Multi-speaker articulatory trajectory formation based on speaker-independent articulatory HMMs

  • Authors:
  • Sadao Hiroya;Takemi Mochida

  • Affiliations:
  • NTT Communication Science Laboratories, NTT Corporation, 3-1 Morinosato-Wakamiya, Atsugi-shi, Kanagawa 243-0198, Japan;NTT Communication Science Laboratories, NTT Corporation, 3-1 Morinosato-Wakamiya, Atsugi-shi, Kanagawa 243-0198, Japan

  • Venue:
  • Speech Communication
  • Year:
  • 2006

Quantified Score

Hi-index 0.00

Visualization

Abstract

Inter-speaker variability in the speech spectrum domain has been modeled using speaker-adaptive training (SAT), in which speaker-independent phoneme-specific hidden Markov models (HMMs) were used along with a speaker-adaptive matrix. In this paper, multi-speaker articulatory trajectory formation based on this method is presented. Both speaker-independent and speaker-specific features are statistically separated from a multi-speaker articulatory database, which consists of the mid-sagittal motion data of the lips, incisor, and tongue measured with an electro-magnetic articulographic (EMA) system. We evaluated the proposed method in terms of the RMS error between the measured and estimated articulatory parameters. When multi-speaker models of articulatory parameters with two speaker-adaptive matrices for each speaker were used, the average RMS error of articulatory parameters was 1.29mm and showed no statistically significant difference from that for speaker-dependent models (1.22mm).

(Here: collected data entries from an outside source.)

PR #2047, opened 2019-10-03
add mergeDeep and mergeConfig util functions

### LINKED ISSUE #2045: Inconsistent merge logic for configs
Configs are often used as themes. In a specific Vega spec, one might want to further customize the config and override specific properties. We use this functionality in Vega-Lite, the editor and Vega-Embed. However, with the new [signals in the config](https://vega.github.io/vega/docs/config/#signals) it becomes unclear how to correctly merge configs.

Specifically, when merging two arrays there are two options. 1. overwrite the array and 2. union the arrays. We think that 1 is what a user wants for all properties except the signals. Signals should behave more like a map than an array.

I'm going to send a PR to add a function to merge configs to Vega-Util. 

cc @kanitw @arvind @jheer

domoritz:
Fixes #2045

### DIFF
--- a/packages/vega-util/src/mergeDeep.js
+++ b/packages/vega-util/src/mergeDeep.js
@@ -1,0 +1,33 @@
+import isArray from "./isArray";
+import isObject from "./isObject";
+import hasOwnProperty from "./hasOwnProperty";
+
+export default function mergeDeep(dest, ...src) {
+  for (const s of src) {
+    dest = mergeDeep_(dest, s);
+  }
+  return dest;
+}
+
+function mergeDeep_(dest, src) {
+  if (!isObject(src) || src === null) {
+    return dest;
+  }
+
+  for (const p in src) {
+    if (!hasOwnProperty(src, p)) {
+      continue;
+    }
+    if (src[p] === undefined) {
+      continue;
+    }
+    if (!isObject(src[p]) || isArray(src[p]) || src[p] === null) {
+      dest[p] = src[p];
+    } else if (!isObject(dest[p]) || dest[p] === null) {
+      dest[p] = mergeDeep(isArray(src[p].constructor) ? [] : {}, src[p]);
+    } else {
+      mergeDeep(dest[p], src[p]);
+    }
+  }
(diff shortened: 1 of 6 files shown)


packages/vega-util/src/mergeDeep.js
```diff
@@ -0,0 +1,33 @@
...
+
+export default function mergeDeep(dest, ...src) {
+  for (const s of src) {
+    dest = mergeDeep_(dest, s);
+  }
+  return dest;
+}
+
+function mergeDeep_(dest, src) {
+  if (!isObject(src) || src === null) {
```
jheer: Why are there strict equality checks for null? The vega-util `isObject(null)` returns `false`, so I think we can remove the extra check. Also on lines 24 and 26.

packages/vega-util/src/mergeDeep.js
```diff
@@ -0,0 +1,33 @@
...
+    if (!hasOwnProperty(src, p)) {
+      continue;
+    }
+    if (src[p] === undefined) {
+      continue;
+    }
+    if (!isObject(src[p]) || isArray(src[p]) || src[p] === null) {
+      dest[p] = src[p];
+    } else if (!isObject(dest[p]) || dest[p] === null) {
+      dest[p] = mergeDeep(isArray(src[p].constructor) ? [] : {}, src[p]);
```
jheer: 1. Can't you call `mergeDeep_` (with underscore) here instead?
2. Why check the constructor instead of just `src[p]`?
3. Wouldn't `null` (rather than `[]`) work, and remove one unnecessary object instantiation.

packages/vega-util/src/mergeDeep.js
```diff
@@ -0,0 +1,33 @@
...
+    } else {
+      mergeDeep(dest[p], src[p]);
```
jheer: Only two arguments, so why not call `mergeDeep_` (with underscore) instead?

jheer:
See #2051 for an alternative PR that moves the parser's merge logic to vega-util.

For comparison, multi-speaker models of the conventional speech spectrum were also constructed using a multi-speaker spectrum database, which consists of speech data simultaneously recorded during the articulatory measurements. The average spectral distance between the vocal-tract and estimated spectrum from two-matrix models was 4.19dB and showed a statistically significant difference from that for speaker-dependent models (3.97dB). These results indicate that modeling of inter-speaker variability in the articulatory parameter domain with a small number of matrices for each speaker almost perfectly approximates the speaker dependency of articulation and is better than that in the speech spectrum domain.